**DATASET RECORDS:**
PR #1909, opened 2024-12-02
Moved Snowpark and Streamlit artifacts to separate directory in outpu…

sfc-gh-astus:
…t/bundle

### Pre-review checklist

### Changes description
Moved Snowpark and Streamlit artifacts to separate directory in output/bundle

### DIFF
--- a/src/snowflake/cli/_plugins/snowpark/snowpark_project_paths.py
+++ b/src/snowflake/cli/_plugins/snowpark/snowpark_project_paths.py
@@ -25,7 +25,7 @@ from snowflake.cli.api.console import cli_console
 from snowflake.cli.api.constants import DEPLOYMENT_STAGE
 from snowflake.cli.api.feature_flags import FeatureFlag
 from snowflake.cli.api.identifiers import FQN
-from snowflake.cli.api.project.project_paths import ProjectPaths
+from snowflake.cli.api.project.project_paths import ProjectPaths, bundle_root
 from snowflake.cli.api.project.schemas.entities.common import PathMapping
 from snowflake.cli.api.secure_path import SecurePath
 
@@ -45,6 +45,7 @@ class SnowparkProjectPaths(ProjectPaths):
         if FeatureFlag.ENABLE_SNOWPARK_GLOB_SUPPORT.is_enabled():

**YOUR OBJECTIVE:**
Return every line above exactly.

**ANSWER SPACE:**
PR #1909, opened 2024-12-02
Moved Snowpark and Streamlit artifacts to separate directory in outpu…

sfc-gh-astus:
…t/bundle

### Pre-review checklist

### Changes description
Moved Snowpark and Streamlit artifacts to separate directory in output/bundle

### DIFF
--- a/src/snowflake/cli/_plugins/snowpark/snowpark_project_paths.py
+++ b/src/snowflake/cli/_plugins/snowpark/snowpark_project_paths.py
@@ -25,7 +25,7 @@ from snowflake.cli.api.console import cli_console
 from snowflake.cli.api.constants import DEPLOYMENT_STAGE
 from snowflake.cli.api.feature_flags import FeatureFlag
 from snowflake.cli.api.identifiers import FQN
-from snowflake.cli.api.project.project_paths import ProjectPaths
+from snowflake.cli.api.project.project_paths import ProjectPaths, bundle_root
 from snowflake.cli.api.project.schemas.entities.common import PathMapping
 from snowflake.cli.api.secure_path import SecurePath
 
@@ -45,6 +45,7 @@ class SnowparkProjectPaths(ProjectPaths):
         if FeatureFlag.ENABLE_SNOWPARK_GLOB_SUPPORT.is_enabled():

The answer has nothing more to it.